PR #637, opened 2020-11-10
Add dedicated config class for Api clients

JoergSiebahn:
In many service we had to extend the HttpClientConfiguration to add a base url of the API which is required for API clients based on interfaces.
This commit provides a built in approach to simplify configuration and creation of API clients.
The downside is that there are some classes partially duplicated due to the builder pattern.
But that gives the opportunity to get rid of the deprecated timeout settings of the previous fluent configuration.

### DIFF
--- a/sda-commons-client-jersey/README.md
+++ b/sda-commons-client-jersey/README.md
@@ -63,10 +63,11 @@ Clients for the SDA Platform have some magic added that clients for an external 
   SDA Platform clients can be configured to pass through the Authorization header of an incoming request context:
   
   ```java
-  clientFactory.platformClient()
+  // using ApiHttpClientConfiguration property from service config
+  clientFactory
+        .platformClient(configuration.getOtherSdaServiceClient()) 
         .enableAuthenticationPassThrough()
-        .api(OtherSdaServiceClient.class)
-        .atTarget("http://other-sda-service.sda.net/api");
+        .api(OtherSdaServiceClient.class);
   ```
 - _Consumer-Token_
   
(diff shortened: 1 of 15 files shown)


dhenneke:
I like the idea, but I think that the changes makes the use quite complex. Now you already need to think about the type of configuration class to use even before you decided whether you want to get a Client or an API-Client. I have the impression that it is sometimes not obvious that the API-clients exist at all.

Just as an experiment, what about the following:

1. Let the `ApiHttpClientConfiguration` extend `HttpClientConfiguration` (not possible now due to overloading)
1. Deprecate the `platformClient(<configuration>)` and `externalClient(<configuration)` option.
2. Provide a configuration and a name _after_ entering the api/generic mode.
3. Use a new `genericClient()` option beside the `api(Any.class)` option.

```java
// Create a platform API Client
app.getJerseyClientBundle()
    .getClientFactory()
    .platformClient() // same for externalClient()
    .enableAuthenticationPassThrough()
    .api(MockApiClient.class)
    // a new option beside the (deprecated) atTarget(String url)
    .withConfiguration(new ApiHttpClientConfiguration())
    .build();

// Create a platform API Client with a custom name
app.getJerseyClientBundle()
    .getClientFactory()
    .platformClient()
    .enableAuthenticationPassThrough()
    // don't provide the name here...
    .api(MockApiClient.class)
    .withConfiguration(new ApiHttpClientConfiguration())
    // ... provide it here.
    .build("Custom Name");

// Create a external generic client with a name
app.getJerseyClientBundle()
    .getClientFactory()
    .externalClient()
    // don't call buildGenericClient(String name) directly but enter the "generic mode"
    .genericClient()
    // same options as before. but here withConfiguration is optional
    .withConfiguration(new HttpClientConfiguration())
    // name is required in this branch
    .build("asdf");
```

Would require some Generic-Interface-Juggling, but it could work. A downside would be, that we won't get rid of the deprecated timeout settings with this approach. Plus there would be some edge-cases since the old `externalClient(<configuration>)` would lead to the same builders and one could set a configuration twice.

JoergSiebahn:
I tried another approach in #647 with a new entrypoint to the fluent builder.

PR #638, opened 2020-11-10
fix(deps): align json-unit-core in all dependencies

dhenneke:
We get dependency conflicts when an application uses both wiremock and json-unit-assertj in the same classpath. We currently don't get a conflict in sda-dropwizard-commons since json-unit-assertj is only included as a test dependency.

I'm not sure if this is a smart decision. Feel free to comment 😄

### DIFF
--- a/sda-commons-dependencies/build.gradle
+++ b/sda-commons-dependencies/build.gradle
@@ -14,7 +14,7 @@ ext {
   swaggerCoreV3Version = '2.1.5'
   weldVersion = '3.1.5.Final'
   openTracingUtilVersion = '0.33.0'
-  jsonUnitVersion = '2.19.0'
+  jsonUnitVersion = '2.21.0'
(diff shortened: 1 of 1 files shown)


Fox32 (dismissed):
👍 I would be fine with it.

sda-commons-dependencies/build.gradle
```diff
@@ -14,6 +14,7 @@ ext {
   swaggerCoreV3Version = '2.1.5'
   weldVersion = '3.1.5.Final'
   openTracingUtilVersion = '0.33.0'
+  jsonUnitVersion = '2.19.0'
```
JoergSiebahn, line 17: Is there a reason why we don't use [2.21.0](https://search.maven.org/artifact/net.javacrumbs.json-unit/json-unit/2.21.0/bundle). If there is one, can we add a comment to avoid upgrade by mistake?

dhenneke: Correct. We would have got a seprarate version from https://github.com/SDA-SE/sda-dropwizard-commons/pull/636. I'll update it in this PR.

JoergSiebahn (approved):

PR #640, opened 2020-11-11
feat(server-starter-swagger): rename '*-starter' to '*-starter-swagger'

huebner-j:
The old 'sda-commons-server-starter' module can still be used by importing the new module 'sda-commons-server-starter-swagger'

This change prepares a new revised version of 'sda-commons-server-starter' including OpenApi 3 support.


Fox32:
This is a breaking change and should be marked in the commit message as such. Please also add the steps for the mitigation (using the new module) to that message.

huebner-j:
> This is a breaking change and should be marked in the commit message as such. 
Thank you @Fox32 , I missed that one. I added 'BREAKING CHANGE:' to the commit message.

> Please also add the steps for the mitigation (using the new module) to that message.
I've already added the steps the users of sda-commos need to take, but I've tried to point them out more clearly. So please check again, if the description is ok for you now...

Fox32:
If this creates a new major release, we have to update some documentation that mentions to 2.0.0 release. For example the readme and here https://github.com/SDA-SE/sda-dropwizard-commons/security/policy

We should mention that we only to security updates for 3.0.0

huebner-j:
> If this creates a new major release, we have to update some documentation that mentions to 2.0.0 release. For example the readme and here https://github.com/SDA-SE/sda-dropwizard-commons/security/policy

Good point. I've found two files where versions are mentioned:
* [SECURITY.md](https://github.com/SDA-SE/sda-dropwizard-commons/blob/feat/openapi3-starter-bundle/SECURITY.md)
* [README.md](https://github.com/SDA-SE/sda-dropwizard-commons/blob/feat/openapi3-starter-bundle/README.md)

I've changed these sections. Please let me know if something is still missing.

> We should mention that we only to security updates for 3.0.0

The current security policy says, that version `1.x.x` and version `2.x.x` receives critical security updates.  Wouldn't that be a break, if we only do security updates for version 3.0.0?

dhenneke:
> The current security policy says, that version `1.x.x` and version `2.x.x` receives critical security updates. Wouldn't that be a break, if we only do security updates for version 3.0.0?

It was more meant in the way "`1.x.x` and `latest release in master`".

huebner-j:
> > The current security policy says, that version `1.x.x` and version `2.x.x` receives critical security updates. Wouldn't that be a break, if we only do security updates for version 3.0.0?
> 
> It was more meant in the way "`1.x.x` and `latest release in master`".

Thank you for the clarification. Please check the documentation again :)

huebner-j:
@SDA-SE/sda-commons-maintainer have decided to keep the `sda-dropwizard-server-starter` module as is and to introduce a new starter module called `sda-dropwizard-starter`. The new module will be a revised version of `sda-dropwizard-server-starter` containing OpenApi 3 support. The advantage of this approach is that no breaking change is needed.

* **WHAT THE EXERCISE ASKS**
Copy out, from the records above, every line that holds the string "check".

* **TASK RESPONSE**
I've already added the steps the users of sda-commos need to take, but I've tried to point them out more clearly. So please check again, if the description is ok for you now...
Thank you for the clarification. Please check the documentation again :)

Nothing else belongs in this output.